Required work — Repeat the listing that follows exactly, please.

◆ ◆ ◆ ◆

PR #2687, opened 2025-01-21
Set gradle's java toolchain, fixes some workspaces being unable to compile

libraryaddict:
Simple enough change, without this gradle will fail to compile the project for me.

```
FAILURE: Build failed with an exception.

* What went wrong:
Execution failed for task ':compileLibJava'.
> error: invalid source release: 21
```

### DIFF
--- a/build.gradle
+++ b/build.gradle
@@ -281,6 +281,10 @@ task gitUpdate() {
 java {
 	sourceCompatibility = JavaVersion.toVersion(javaSourceCompatibility)
 	targetCompatibility = JavaVersion.toVersion(javaTargetCompatibility)
+
+	toolchain {
+		languageVersion = JavaLanguageVersion.of(javaTargetCompatibility)
+	}
 }
 
 tasks.withType(JavaCompile) {


midgleyc (approved):
okay, sure. Sorry you're having this problem.

libraryaddict:
> okay, sure. Sorry you're having this problem.

Oh don't feel bad, I had this in my setup for ages but while I was making the other pr occurred to me that I should probably do this incase someone else gets the same problem but doesn't know how to fix.

libraryaddict:
> This means I can no longer build mafia in Java 23. Is there a way to indicate that the toolchain version must be "at least" 21, instead of exactly 21?

Wait I don't get it. Are you saying that you're using jdk 23 and now you can't compile it. Or that its compiling to java 21 when you want it to compile to 23?

gausie:
I have JDK 23 installed and when I run `./gradlew runShadow` I get 

```
FAILURE: Build failed with an exception.

* What went wrong:
BUG! exception in phase 'semantic analysis' in source unit '_BuildScript_' Unsupported class file major version 67
> Unsupported class file major version 67
```

gausie:
Adding

```groovy
plugins {
  id("org.gradle.toolchains.foojay-resolver") version "0.9.0"
}

toolchainManagement {
  jvm {
    javaRepositories {
      repository("foojay") {
        resolverClass = org.gradle.toolchains.foojay.FoojayToolchainResolver
      }
    }
  }
}
```

to the beginning of `settings.gradle` has sorted it. Should we merge that?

◆ ◆ ◆ ◆

Exercise response —
PR #2687, opened 2025-01-21
Set gradle's java toolchain, fixes some workspaces being unable to compile

libraryaddict:
Simple enough change, without this gradle will fail to compile the project for me.

```
FAILURE: Build failed with an exception.

* What went wrong:
Execution failed for task ':compileLibJava'.
> error: invalid source release: 21
```

### DIFF
--- a/build.gradle
+++ b/build.gradle
@@ -281,6 +281,10 @@ task gitUpdate() {
 java {
 	sourceCompatibility = JavaVersion.toVersion(javaSourceCompatibility)
 	targetCompatibility = JavaVersion.toVersion(javaTargetCompatibility)
+
+	toolchain {
+		languageVersion = JavaLanguageVersion.of(javaTargetCompatibility)
+	}
 }
 
 tasks.withType(JavaCompile) {


midgleyc (approved):
okay, sure. Sorry you're having this problem.

libraryaddict:
> okay, sure. Sorry you're having this problem.

Oh don't feel bad, I had this in my setup for ages but while I was making the other pr occurred to me that I should probably do this incase someone else gets the same problem but doesn't know how to fix.

libraryaddict:
> This means I can no longer build mafia in Java 23. Is there a way to indicate that the toolchain version must be "at least" 21, instead of exactly 21?

Wait I don't get it. Are you saying that you're using jdk 23 and now you can't compile it. Or that its compiling to java 21 when you want it to compile to 23?

gausie:
I have JDK 23 installed and when I run `./gradlew runShadow` I get 

```
FAILURE: Build failed with an exception.

* What went wrong:
BUG! exception in phase 'semantic analysis' in source unit '_BuildScript_' Unsupported class file major version 67
> Unsupported class file major version 67
```

gausie:
Adding

```groovy
plugins {
  id("org.gradle.toolchains.foojay-resolver") version "0.9.0"
}

toolchainManagement {
  jvm {
    javaRepositories {
      repository("foojay") {
        resolverClass = org.gradle.toolchains.foojay.FoojayToolchainResolver
      }
    }
  }
}
```

to the beginning of `settings.gradle` has sorted it. Should we merge that?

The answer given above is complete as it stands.